Which is why this move by Cameron, whatever its main motivation, which is likely to be short-term – to get him out of an immediate political fix just before the EU referendum – could prove to have quite revolutionary implications. To repeat (below, April 5): the idea that one’s financial affairs are purely a private matter is a very upper-class British notion, not shared, for example, in Scandinavia. There, as is well known, everyone’s tax returns are open to public scrutiny. It is society, after all, in the form of democratically-elected governments, that sets the conditions within which everyone earns his or her bread; so – the argument goes – the public is entitled to see how and what use they make of what they earn (or inherit).
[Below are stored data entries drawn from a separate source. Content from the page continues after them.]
PR #1830, opened 2025-05-18
PipelineTask: add new started/stopped/ended/cancelled events

aconchillo:

New pipeline task events to know when a pipeline is started, stopped, ended or cancelled. They will all be triggered when the corresponding frames reach the end of the pipeline.

### DIFF
--- a/src/pipecat/pipeline/task.py
+++ b/src/pipecat/pipeline/task.py
@@ -144,7 +144,26 @@ class PipelineTask(BaseTask):
     `LLMFullResponseEndFrame` are received within `idle_timeout_secs`.
 
        @task.event_handler("on_idle_timeout")
-       async def on_idle_timeout(task):
+       async def on_pipeline_idle_timeout(task):
+           ...
+
+    There are also events to know if a pipeline has been started, stopped, ended
+    or cancelled.
+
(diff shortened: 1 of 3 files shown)


src/pipecat/pipeline/task.py
```diff
@@ -552,8 +575,16 @@ async def _process_down_queue(self):
             if isinstance(frame, self._reached_downstream_types):
                 await self._call_event_handler("on_frame_reached_downstream", frame)
 
-            if isinstance(frame, (EndFrame, StopFrame)):
+            if isinstance(frame, StartFrame):
+                await self._call_event_handler("on_pipeline_started", frame)
```
kwindla, line 579: If I'm reading the code correctly, this event is called after the StartFrame has passed all the way through the pipeline. So when you get this event, all the processors in the pipeline have already seen the StartFrame. Is that right?

aconchillo: Exactly. We have two hidden processors at the beginning and end of a pipeçine that allow us to do this.

aconchillo:
> Cool. Would it also be worth to add an example using it ?

I don't think that's really necessary. These are just events. We have plenty of examples on how to register for events and we have documentation for it.

PR #1831, opened 2025-05-18
Cartesia speed option for sonic-2

golbin:
Added support for speed control in `CartesiaTTSService`.  The latest sonic-2 model now supports "slow", "normal", and "fast" speed options.

Reference: https://docs.cartesia.ai/2024-11-13/api-reference/tts/sse#request.body.speed

Note that the existing experimental_controls speed setting is maintained for backward compatibility but may be deprecated in future versions.


golbin:
This PR includes some overlapping changes with #1672. Please merge that one first if possible, or merge only this if that's more convenient.

golbin:
@markbackman I checked with the Cartesia team. The speed option was removed at one point and later reintroduced, but it's not the same as the original experimental control. Please refer to the documentation for clarification.

golbin:
The new speed option was added just 5 days ago.

golbin:
We may also need to change the API version.

`cartesia_version: str = "2024-06-10",`

markbackman:
I got clarification from the Cartesia team that there's a new top-level speed parameter that is also experimental, but is replacing the old _experimental_controls param.

This required updating to the cartesia 2.x package, which was different enough. Given that, I have a PR for the change here: https://github.com/pipecat-ai/pipecat/pull/1839.

golbin:
Thank you, @markbackman!

Just one suggestion: it might be helpful to mention in the CHANGELOG.md that the available speed options are now only "slow", "normal", and "fast".
This is because the previous version allowed numeric values and other string-based speed inputs.

markbackman:
> Thank you, @markbackman!
> 
> Just one suggestion: it might be helpful to mention in the CHANGELOG.md that the available speed options are now only "slow", "normal", and "fast". This is because the previous version allowed numeric values and other string-based speed inputs.

Good idea!

PR #1835, opened 2025-05-18
Add examples/open-telemetry-tracing-langfuse

marcklingen:
Thanks to the opentelemetry tracing support added by @markbackman in #1729, Langfuse (repo) can now be used to trace and evaluate applications created with pipecat.

While adding documentation on Langfuse regarding the use of Langfuse tracing for Pipecat via OTel, I realized it is trickier than expected. Langfuse only accepts OTel traces through HTTP/protobuf, not via gRPC. Therefore, I have created this example as a fork of the original one by Mark to help others get started quickly.

### DIFF
--- a/examples/open-telemetry-tracing-langfuse/README.md
+++ b/examples/open-telemetry-tracing-langfuse/README.md
@@ -1,0 +1,138 @@
+# Langfuse Tracing for Pipecat via OpenTelemetry
+
+This demo showcases [Langfuse](https://langfuse.com) tracing integration for Pipecat services via OpenTelemetry, allowing you to visualize service calls, performance metrics, and dependencies.
+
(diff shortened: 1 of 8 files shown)


markbackman (approved):
LGTM!

I may end up organizing things a little differently. I'm thinking about a top-level directory called `open-telemetry-tracing` that would contain multiple directories, so `langfuse`, `jaeger`, etc with a README, requirements.txt, and bot.py file.

But, I don't think that needs to stop anything here. this is great!

marcklingen:
> LGTM!
> 
> I may end up organizing things a little differently. I'm thinking about a top-level directory called `open-telemetry-tracing` that would contain multiple directories, so `langfuse`, `jaeger`, etc with a README, requirements.txt, and bot.py file.
> 
> But, I don't think that needs to stop anything here. this is great!

sounds like a great plan, thanks for the speedy review and getting this shipped!

PR #1841, opened 2025-05-19
make BaseTextAggregator and BaseTextFilter functions async

aconchillo:

This allows users to be able to use async functions they might need (e.g. callbacks). For example, see how the switching voices examples gets simplified.


markbackman (approved):
LGTM! I tested a few examples too.

Issue #1812, opened 2025-05-14
Streaming implementation for Google TTS (Chirp3 HD)


manishkjs1:
### Problem Statement

I am part of GCP sales engineering team and wanted to request integration of streaming module in TTS (Chirp3HD) code.

Right now latency in batch mode is way high for any reasonable voice to voice conversation.

### Proposed Solution

The exact module is `StreamingSynthesizeRequest` and API details are [here](https://cloud.google.com/text-to-speech/docs/reference/rpc/google.cloud.texttospeech.v1#streamingsynthesizerequest).

The TTS latency in streaming mode (~200ms) is way better than in batch mode (~800ms).

### Additional Context

I have had got done similar update in Livekit and it works there. I would love to create a PR for this and contribute.

### Would you be willing to help implement this feature?

- [x] Yes, I'd like to contribute
- [ ] No, I'm just suggesting

manishkjs1:
@markbackman @aconchillo - FYR please

aristid:
Hello, I wanted to try this out and implemented the change.
- I noticed slight quality degradation (everything else unchanged). Do you have an idea what could cause this?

Of course there are ways of circumventing this – again, I’m sure some Swedish names will turn up in the ‘Panama Papers’ – but still, the principle is there. The result in Scandinavia appears to be a more open society than ours; where our secrecy on a number of fronts – the ‘Secret Service’ is another – is bound to give rise to public distrust. And endemic distrust can’t be good for democracy. It is arguable that it has been the bane of British politics and society for years.
So, all credit to Cameron for initiating what could turn out to be a momentous change in British governance. More momentous, I suspect, than he ever imagined. He’s only a clever politician, after all.
Postscript. Why has all the Tory press come out so strongly against Cameron on this? You’d have thought they would have mustered loyally to his side. He had a case, after all, and a pretty conventional Conservative one at that. I’m sure the press proprietors are fiddling their taxes much more than he is, and not seeing any harm in it. Could it just be his stance on the issue of Europe? He and Osborne will be leading the ‘Remain’ camp. Most of the right-wing press sides with Brexit. A few weeks ago they had it in for Osborne, over an issue on which you would think – again – they would have taken his side (cutting welfare). Now they’re hoping to chop down Cameron too. It must all have to do with the referendum. Europe isn’t only making for strange bedfellows; it’s also leading the Conservatives’ usual sleeping partners to throw off their duvets.